[Saved data entries]
=== Begin Enclosure ===

PR #352, opened 2023-06-08
py-dictionary-v1

muriakula:


app/main.py
```diff
@@ -1,2 +1,70 @@
...
+                    return
+        self.buckets[index].append(node)
+        self.size += 1
+
+    def __getitem__(self, key: Hashable) -> Any:
+        index = self._calculate_index(key)
+        if not self.buckets[index]:
+            raise KeyError
+        for element in self.buckets[index]:
+            if key == element.key:
```
EdAlekseiev, line 38: We should check hash key too before checking the key

EdAlekseiev (changes requested):

app/main.py
```diff
@@ -1,2 +1,80 @@
...
+
+    def _rebuild(self) -> None:
+        self.capacity *= 2
+        temp_buckets = self.buckets
+        self.buckets = [[] for _ in range(self.capacity)]
+        for internal_list in temp_buckets:
+            if internal_list:
+                for element in internal_list:
+                    index = self._calculate_index(element)
+                    self.buckets[index].append(element)
```
olena-hul, line 61: Use `__setitem__` here

olena-hul (changes requested):

app/main.py
muriakula: I'm sorry, I don't understand.
How can I use __setitem__ in _rebuild if I already use _rebuild in __setitem__ ?

Bohdan-Salamakha (approved):

PR #354, opened 2023-06-11
Solution

yuro740:


app/main.py
```diff
@@ -1,2 +1,146 @@
...
+                break
+
+    def __setitem__(self, key: Hashable, value: Any) -> None:
+        if self.load_factor >= self._load_factor_threshold:
+            self._resize_and_rehash()
+
+        for index, pair in self._probe(key):
+            if pair is DELETED:
+                continue
+            if pair is None or pair.key == key:
```
ArsenPidhoretskyi, line 59:
```suggestion
            if pair is None or pair.key == key:
```
Also compare by hash

ArsenPidhoretskyi: In getitem the same

ArsenPidhoretskyi (changes requested):

app/main.py
yuro740: No need to compare the hash.  Since the _probe function returns an element and an index that was calculated based on the hash (from key) and capacity (in function _index) .

app/main.py
```diff
@@ -1,2 +1,159 @@
...
+            if pair.key == key:
+                return pair.value
+        raise KeyError(key)
+
+    def __contains__(self, key: Hashable) -> bool:
+        try:
+            self[key]
+        except KeyError:
+            return False
+        else:
```
vsmutok, line 84: Redundant `else`

app/main.py
```diff
@@ -1,2 +1,159 @@
...
+    def __setitem__(self, key: Hashable, value: Any) -> None:
+        if self.load_factor >= self._load_factor_threshold:
+            self._resize_and_rehash()
+
+        """all the available slots in the hash table,
+        starting from the calculated by hash index"""
+        for index, pair in self._probe(key):
+            if pair is DELETED:
+                continue
+            # Don't need to compare hash.
```
vsmutok, line 61: remove this comment

vsmutok (changes requested):

app/main.py
```diff
@@ -1,2 +1,157 @@
...
+
+    def __iter__(self) -> Any:
+        yield from self.keys
+
+    def __delitem__(self, key: Hashable) -> None:
+        for index, pair in self._probe(key):
+            if pair is None:
+                raise KeyError(key)
+            if pair is DELETED:
+                continue
```
ArsenPidhoretskyi, line 47: Why if is deleted do continue?

ArsenPidhoretskyi (changes requested):
DELETED is not needed you can just set value to None. As for me, It makes logic complicated

app/main.py
yuro740: I can't set to none. In case:
When I have collision, and I put into next slot my pair, and after I delete previous. If I set to none, I can't find my pair in next slots.

Grayder0152 (changes requested):
Pls, create valid doc string

app/main.py
ArsenPidhoretskyi: But in this case better also raise exception
image

ArsenPidhoretskyi: But okay for now. The rest code is okay)

ArsenPidhoretskyi (approved):
Good job!

PR #358, opened 2023-06-19
Solution

AntonShpakovych:


Kirontiko (approved):
GJ, but idk, is threshold != capacity * 2/3? I think the second attr in init is load_factor

AntonShpakovych:
> GJ, but idk, is threshold != capacity * 2/3? I think the second attr in init is load_factor

I just took naming from our task in algorithm topic

app/main.py
```diff
@@ -1,2 +1,68 @@
+from typing import Any
+
+
 class Dictionary:
-    pass
+    def __init__(self) -> None:
+        self.capacity: int = 8
+        self.threshold: float = 0.66
+        self.size: int = 0
+        self.hash_table: list = [None] * 8
```
LiudmylaKulinchenko, line 9: Annotations for the attributes are not really necessary here. Type hints are already clear from the assigned values. You can skip annotations in such cases to write less code

app/main.py
```diff
@@ -1,2 +1,68 @@
...
+
+    def __getitem__(self, key: Any) -> Any:
```
LiudmylaKulinchenko, line 11: Are u sure key could have any type? Dictionaries in Python require their keys to be **hashable**

app/main.py
```diff
@@ -1,2 +1,68 @@
...
+        index = self.__index_from_key(key)
+
+        while self.hash_table[index] is not None:
```
LiudmylaKulinchenko, line 14: You can skip `is not None` here

LiudmylaKulinchenko (changes requested):

LiudmylaKulinchenko (approved):
Good job!! 😎🔥🔥

PR #359, opened 2023-06-20
solution

oleksiikolii:


app/main.py
```diff
@@ -1,2 +1,48 @@
...
+                if self.hash_table[index][0] == key:
+                    self.hash_table[index] = (key, self.get_index(key), value)
+                    break
+                index = index + 1 if index < self.capacity - 1 else 0
+
+    def __getitem__(self, item: Any) -> Any:
+        index = self.get_index(item)
+        cnt = 0
+        while cnt < self.capacity:
+            if self.hash_table[index] is not None:
```
ant-komarov, line 29: You can use here just "if self.hash_table[index]" without "is not None"

app/main.py
```diff
@@ -1,2 +1,48 @@
...
+                if self.hash_table[index][0] == item:
+                    return self.hash_table[index][2]
+            index = index + 1 if index < self.capacity - 1 else 0
+            cnt += 1
+        raise KeyError
+
+    def resize(self) -> None:
+        old_table = self.hash_table
+        self.hash_table = [None] * (self.capacity * 2)
+        self.capacity *= 2
```
ant-komarov, line 39: You can change these two lines by places, and you'll don't be need multiply by 2 twice

app/main.py
```diff
@@ -1,2 +1,48 @@
...
+        for item in old_table:
+            if item is not None:
```
ant-komarov, line 41: Also here, no need compare with None

app/main.py
```diff
@@ -1,2 +1,48 @@
...
+        if self.hash_table.count(None) < int(self.capacity * self.load_factor):
+            self.resize()
+        index = self.get_index(key)
+        while True:
+            if self.hash_table[index] is None:
+                self.hash_table[index] = (key, self.get_index(key), value)
+                break
+            else:
+                if self.hash_table[index][0] == key:
+                    self.hash_table[index] = (key, self.get_index(key), value)
```
ant-komarov, line 21: also here index instead hash

ant-komarov (changes requested):

ant-komarov (approved):

app/main.py
```diff
@@ -1,2 +1,48 @@
...
+
 class Dictionary:
-    pass
+
+    def __init__(self) -> None:
+        self.capacity = 8
+        self.load_factor = 0.66
+        self.hash_table = [None] * self.capacity
+
+    def __setitem__(self, key: Any, value: Any) -> None:
```
Oleg-s-s, line 11: Are you sure that key type can be `Any`?

app/main.py
```diff
@@ -1,2 +1,48 @@
...
+        index = self.get_index(key)
+        while True:
+            if not self.hash_table[index]:
+                self.hash_table[index] = (key, hash(key), value)
+                break
+            else:
+                if self.hash_table[index][0] == key:
+                    self.hash_table[index] = (key, hash(key), value)
+                    break
+                index = index + 1 if index < self.capacity - 1 else 0
```
Oleg-s-s, line 23: You can combine those part + optimize a bit

Oleg-s-s (changes requested):

LiudmylaKulinchenko (approved):
Good job! 🍬

PR #360, opened 2023-06-20
Solution

Kirontiko:


app/main.py
```diff
@@ -1,2 +1,68 @@
...
+            if self.hash_table[index][0] == key:
+                self.hash_table[index] = None
+
+    def resize(self) -> None:
+        hash_table = self.hash_table
+        self.size = 0
+        self.capacity *= 2
+        self.hash_table = [None] * self.capacity
+        for item in hash_table:
+            if item is not None:
```
kovaliskoveronika, line 64: Maybe it will be better to not use 'if item is not None'. You can write 'if item' and will work correctly. The same with 'if item is None'  you can use 'if not item'

kovaliskoveronika (approved):

app/main.py
Kirontiko: oh, that's great notice. I will fix it

app/main.py
```diff
@@ -1,2 +1,70 @@
...
+                    self.hash_table[index] = (key, hash(key), value)
+                    break
+                if index + 1 < self.capacity:
+                    index += 1
+                else:
+                    index = 0
+
+    def __getitem__(self, key: Hashable) -> Any:
+        if not isinstance(key, Hashable):
+            raise TypeError(f"unhashable type: '{type(key)}'")
```
LiudmylaKulinchenko, line 38: No need to make this check and raise an error. It will raise the same error in the next line of code, because in get_index_from_hash method you will try to get a hash from this value

app/main.py
```diff
@@ -1,2 +1,70 @@
...
+    def resize(self) -> None:
+        hash_table = self.hash_table
+        self.size = 0
+        self.capacity *= 2
+        self.hash_table = [None] * self.capacity
+        for item in hash_table:
+            if item:
+                self.__setitem__(item[0], item[2])
+
+    def get_index_from_hash(self, key: Any) -> int:
```
LiudmylaKulinchenko, line 69: Key should be hashable 🤫 not any

app/main.py
```diff
@@ -1,2 +1,70 @@
...
+                return self.hash_table[index][2]
+            index = (index + 1) % self.capacity
+        raise KeyError(f"key {key} is not found")
+
+    def clear(self) -> None:
+        self.hash_table = [None] * self.capacity
+
+    def __delitem__(self, key: Hashable) -> None:
+        if not isinstance(key, Hashable):
+            raise TypeError(f"unhashable type: '{type(key)}'")
```
LiudmylaKulinchenko, line 52: Here is the same about raising TypeError

LiudmylaKulinchenko (changes requested):

app/main.py
Kirontiko: oh, changed it everywhere but here(

app/main.py
Kirontiko: Thank you, I thought I have to raise it by myself. I'll fix it!

app/main.py
```diff
@@ -1,2 +1,65 @@
...
+        self.hash_table: list = [None] * self.capacity
+
+    def __len__(self) -> int:
+        print(self.capacity)
+        return self.size
+
+    def __setitem__(self, key: Hashable, value: Any) -> None:
+        threshhold = int(self.capacity * self.load_factor)
+        if self.capacity - threshhold > self.hash_table.count(None):
+            self.resize()
```
LiudmylaKulinchenko, line 18: You should make resize after you added a new value in a dict

app/main.py
```diff
@@ -1,2 +1,65 @@
...
+
+        index = self.get_index_from_hash(key)
+        while True:
```
LiudmylaKulinchenko, line 21: Try to avoid so many conditions here
Consider to add some condition in while instead of using just while True, as you did in __getitem__ method

LiudmylaKulinchenko (changes requested):

app/main.py
```diff
@@ -1,2 +1,65 @@
...
 class Dictionary:
-    pass
+    def __init__(self) -> None:
+        self.capacity: int = 8
+        self.size: int = 0
+        self.load_factor: float = 0.66
+        self.hash_table: list = [None] * self.capacity
+
+    def __len__(self) -> int:
+        print(self.capacity)
```
LiudmylaKulinchenko, line 12: Why do you need this print here?

LiudmylaKulinchenko (approved):
Well done! 🎉🎉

=== End Enclosure ===

Show, from the records above, every line that includes "else".

• Answer area:
+        else:
vsmutok, line 84: Redundant `else`
+                index = index + 1 if index < self.capacity - 1 else 0
+            index = index + 1 if index < self.capacity - 1 else 0
+            else:
+            else:
+                index = index + 1 if index < self.capacity - 1 else 0
+                else:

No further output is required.